Given entries section start

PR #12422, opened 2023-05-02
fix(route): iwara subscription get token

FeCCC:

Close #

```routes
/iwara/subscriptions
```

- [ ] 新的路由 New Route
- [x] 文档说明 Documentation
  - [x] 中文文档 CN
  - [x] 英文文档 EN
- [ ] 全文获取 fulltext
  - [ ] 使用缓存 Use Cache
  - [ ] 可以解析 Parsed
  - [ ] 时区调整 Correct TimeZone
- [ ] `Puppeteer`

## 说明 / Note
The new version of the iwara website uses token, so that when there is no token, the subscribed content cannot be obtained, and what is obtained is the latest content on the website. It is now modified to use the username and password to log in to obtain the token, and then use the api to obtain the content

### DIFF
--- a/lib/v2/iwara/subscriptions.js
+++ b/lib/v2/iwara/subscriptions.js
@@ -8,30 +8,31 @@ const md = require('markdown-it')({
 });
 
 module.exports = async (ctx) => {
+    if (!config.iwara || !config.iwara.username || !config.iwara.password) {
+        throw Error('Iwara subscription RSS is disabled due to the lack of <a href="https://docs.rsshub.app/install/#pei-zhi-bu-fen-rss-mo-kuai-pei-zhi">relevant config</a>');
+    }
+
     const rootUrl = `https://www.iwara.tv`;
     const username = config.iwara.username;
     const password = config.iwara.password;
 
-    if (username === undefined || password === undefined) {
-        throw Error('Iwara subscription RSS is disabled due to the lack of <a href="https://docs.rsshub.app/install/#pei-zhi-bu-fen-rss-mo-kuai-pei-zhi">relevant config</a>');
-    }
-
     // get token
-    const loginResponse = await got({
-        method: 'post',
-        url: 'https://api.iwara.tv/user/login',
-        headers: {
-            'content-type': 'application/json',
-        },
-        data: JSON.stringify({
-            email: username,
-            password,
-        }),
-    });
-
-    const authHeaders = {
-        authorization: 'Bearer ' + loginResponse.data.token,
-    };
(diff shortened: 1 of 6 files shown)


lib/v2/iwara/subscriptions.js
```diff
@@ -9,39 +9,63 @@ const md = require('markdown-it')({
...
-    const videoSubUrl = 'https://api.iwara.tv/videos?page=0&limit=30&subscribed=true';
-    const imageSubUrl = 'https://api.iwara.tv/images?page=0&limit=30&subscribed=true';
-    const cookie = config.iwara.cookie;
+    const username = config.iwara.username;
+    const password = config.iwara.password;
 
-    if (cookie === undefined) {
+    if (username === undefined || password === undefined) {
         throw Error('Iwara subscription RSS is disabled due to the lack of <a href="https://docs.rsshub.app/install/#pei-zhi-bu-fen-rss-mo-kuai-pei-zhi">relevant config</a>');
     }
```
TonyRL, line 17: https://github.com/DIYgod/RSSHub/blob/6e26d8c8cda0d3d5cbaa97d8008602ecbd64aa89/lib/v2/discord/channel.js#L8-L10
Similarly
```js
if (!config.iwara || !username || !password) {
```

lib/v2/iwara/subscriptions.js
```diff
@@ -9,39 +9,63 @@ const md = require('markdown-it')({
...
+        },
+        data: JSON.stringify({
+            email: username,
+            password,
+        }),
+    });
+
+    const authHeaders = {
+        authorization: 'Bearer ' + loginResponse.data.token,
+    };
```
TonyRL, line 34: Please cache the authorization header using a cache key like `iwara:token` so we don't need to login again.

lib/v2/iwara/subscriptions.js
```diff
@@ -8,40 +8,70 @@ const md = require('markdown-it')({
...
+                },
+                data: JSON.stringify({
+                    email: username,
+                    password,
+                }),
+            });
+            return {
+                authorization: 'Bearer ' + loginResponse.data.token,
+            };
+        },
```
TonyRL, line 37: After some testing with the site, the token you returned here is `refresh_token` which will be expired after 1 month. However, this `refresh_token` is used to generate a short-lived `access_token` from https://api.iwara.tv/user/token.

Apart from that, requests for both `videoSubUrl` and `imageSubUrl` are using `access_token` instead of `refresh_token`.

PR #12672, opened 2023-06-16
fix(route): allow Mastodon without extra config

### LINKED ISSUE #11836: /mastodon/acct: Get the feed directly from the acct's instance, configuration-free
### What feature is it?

Given entries section end

▶ **Instructions to follow**: "email" is the string to look for; please copy every line of the records above where it appears.

▶ **Response area**:
-            email: username,
+            email: username,
+                    email: username,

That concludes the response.